WHAT IS EXPECTED:
Reproduce verbatim only the line that holds "feature branch for workflow ui feature" and the lines that follow it to the end of the listing.
>>>
PR #3135, opened 2022-09-16
feat(svc): workflow ui support

Panaetius:
feature branch for workflow ui feature


renku/command/view_model/composite_plan.py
<<<
WRITTEN ANSWER:
feature branch for workflow ui feature


renku/command/view_model/composite_plan.py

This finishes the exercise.